→ **WHAT IS NEEDED**
From the entries below, gather each line containing the word "improvement".

→ **DATA SHOWN**

--- START ---

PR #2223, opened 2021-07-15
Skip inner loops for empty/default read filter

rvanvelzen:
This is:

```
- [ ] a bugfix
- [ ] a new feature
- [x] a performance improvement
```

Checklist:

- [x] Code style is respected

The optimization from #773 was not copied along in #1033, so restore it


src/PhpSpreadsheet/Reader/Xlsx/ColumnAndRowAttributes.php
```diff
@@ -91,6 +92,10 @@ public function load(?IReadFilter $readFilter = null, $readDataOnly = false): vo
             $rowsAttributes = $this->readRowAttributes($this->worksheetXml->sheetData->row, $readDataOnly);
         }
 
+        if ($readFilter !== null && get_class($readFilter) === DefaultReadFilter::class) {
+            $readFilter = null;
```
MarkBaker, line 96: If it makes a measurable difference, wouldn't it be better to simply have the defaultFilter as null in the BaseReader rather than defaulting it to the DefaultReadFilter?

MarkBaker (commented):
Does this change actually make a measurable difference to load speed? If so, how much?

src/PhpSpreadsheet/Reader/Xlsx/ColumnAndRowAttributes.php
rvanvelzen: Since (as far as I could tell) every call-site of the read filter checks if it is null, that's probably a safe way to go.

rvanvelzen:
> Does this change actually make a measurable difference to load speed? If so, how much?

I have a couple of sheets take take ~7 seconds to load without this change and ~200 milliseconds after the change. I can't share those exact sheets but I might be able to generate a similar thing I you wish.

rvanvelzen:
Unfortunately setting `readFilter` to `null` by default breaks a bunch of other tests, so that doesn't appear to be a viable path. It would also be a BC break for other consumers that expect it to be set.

--- END ---
--- START ---

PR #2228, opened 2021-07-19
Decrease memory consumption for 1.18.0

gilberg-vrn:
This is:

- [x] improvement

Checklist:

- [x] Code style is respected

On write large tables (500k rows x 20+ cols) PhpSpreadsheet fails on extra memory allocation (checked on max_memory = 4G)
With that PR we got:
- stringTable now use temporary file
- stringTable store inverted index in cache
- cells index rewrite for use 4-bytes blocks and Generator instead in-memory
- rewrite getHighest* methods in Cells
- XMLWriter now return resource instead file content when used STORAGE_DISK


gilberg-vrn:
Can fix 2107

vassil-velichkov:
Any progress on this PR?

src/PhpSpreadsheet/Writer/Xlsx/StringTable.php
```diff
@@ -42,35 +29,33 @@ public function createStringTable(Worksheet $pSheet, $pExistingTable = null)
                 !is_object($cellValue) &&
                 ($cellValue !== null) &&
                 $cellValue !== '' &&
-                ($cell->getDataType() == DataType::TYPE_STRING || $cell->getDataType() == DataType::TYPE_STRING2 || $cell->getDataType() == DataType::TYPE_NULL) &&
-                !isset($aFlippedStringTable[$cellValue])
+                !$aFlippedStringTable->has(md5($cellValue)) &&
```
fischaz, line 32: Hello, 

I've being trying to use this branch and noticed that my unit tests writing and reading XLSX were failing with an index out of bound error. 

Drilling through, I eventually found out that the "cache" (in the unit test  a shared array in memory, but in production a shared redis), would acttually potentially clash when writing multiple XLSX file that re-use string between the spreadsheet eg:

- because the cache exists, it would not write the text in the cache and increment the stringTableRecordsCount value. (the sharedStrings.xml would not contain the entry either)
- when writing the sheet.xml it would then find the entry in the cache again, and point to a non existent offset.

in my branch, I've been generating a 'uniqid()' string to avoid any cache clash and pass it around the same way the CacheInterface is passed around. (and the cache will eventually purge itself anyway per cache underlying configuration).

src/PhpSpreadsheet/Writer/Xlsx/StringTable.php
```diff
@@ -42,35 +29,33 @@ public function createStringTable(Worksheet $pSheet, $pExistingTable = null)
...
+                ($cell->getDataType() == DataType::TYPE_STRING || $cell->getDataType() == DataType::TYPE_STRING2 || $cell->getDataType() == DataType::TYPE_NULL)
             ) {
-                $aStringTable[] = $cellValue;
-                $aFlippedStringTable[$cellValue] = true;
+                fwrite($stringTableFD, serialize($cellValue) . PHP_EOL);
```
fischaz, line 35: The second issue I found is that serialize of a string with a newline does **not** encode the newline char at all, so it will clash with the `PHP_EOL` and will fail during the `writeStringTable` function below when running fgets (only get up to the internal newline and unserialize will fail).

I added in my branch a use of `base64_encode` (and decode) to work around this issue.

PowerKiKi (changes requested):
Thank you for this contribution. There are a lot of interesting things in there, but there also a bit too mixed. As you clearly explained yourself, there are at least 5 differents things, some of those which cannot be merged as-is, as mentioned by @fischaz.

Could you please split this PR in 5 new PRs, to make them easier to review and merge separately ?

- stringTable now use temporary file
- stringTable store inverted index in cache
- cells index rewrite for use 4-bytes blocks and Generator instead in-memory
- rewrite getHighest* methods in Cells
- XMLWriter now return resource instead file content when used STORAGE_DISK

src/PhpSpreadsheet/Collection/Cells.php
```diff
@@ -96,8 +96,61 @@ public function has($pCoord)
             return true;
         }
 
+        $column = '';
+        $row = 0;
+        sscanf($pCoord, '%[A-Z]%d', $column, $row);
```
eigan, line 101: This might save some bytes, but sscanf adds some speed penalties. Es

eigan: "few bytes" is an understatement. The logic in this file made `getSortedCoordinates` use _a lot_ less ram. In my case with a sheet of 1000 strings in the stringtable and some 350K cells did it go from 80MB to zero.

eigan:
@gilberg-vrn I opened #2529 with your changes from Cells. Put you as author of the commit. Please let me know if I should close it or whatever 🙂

--- END ---
--- START ---

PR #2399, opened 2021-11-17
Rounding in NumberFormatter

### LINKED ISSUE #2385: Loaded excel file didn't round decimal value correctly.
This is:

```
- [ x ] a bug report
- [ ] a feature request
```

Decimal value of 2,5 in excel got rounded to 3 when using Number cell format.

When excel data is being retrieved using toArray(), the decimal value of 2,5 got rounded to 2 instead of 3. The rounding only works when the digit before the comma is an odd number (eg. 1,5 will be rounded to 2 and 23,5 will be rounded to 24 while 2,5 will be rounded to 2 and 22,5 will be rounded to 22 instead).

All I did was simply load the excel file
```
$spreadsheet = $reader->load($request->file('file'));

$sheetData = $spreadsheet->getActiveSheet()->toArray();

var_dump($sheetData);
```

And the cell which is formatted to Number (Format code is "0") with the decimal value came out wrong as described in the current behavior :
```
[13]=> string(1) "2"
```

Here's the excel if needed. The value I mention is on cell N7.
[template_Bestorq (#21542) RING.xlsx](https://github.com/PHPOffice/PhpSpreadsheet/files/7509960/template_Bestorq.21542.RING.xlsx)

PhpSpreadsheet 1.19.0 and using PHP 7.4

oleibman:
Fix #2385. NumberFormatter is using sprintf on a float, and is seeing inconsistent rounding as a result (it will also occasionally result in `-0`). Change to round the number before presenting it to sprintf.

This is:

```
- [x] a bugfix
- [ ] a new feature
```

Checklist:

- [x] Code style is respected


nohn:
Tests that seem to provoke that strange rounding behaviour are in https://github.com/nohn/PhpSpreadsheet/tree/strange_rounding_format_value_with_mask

--- END ---

→ **ANSWER SECTION**
- [x] a performance improvement
- [x] improvement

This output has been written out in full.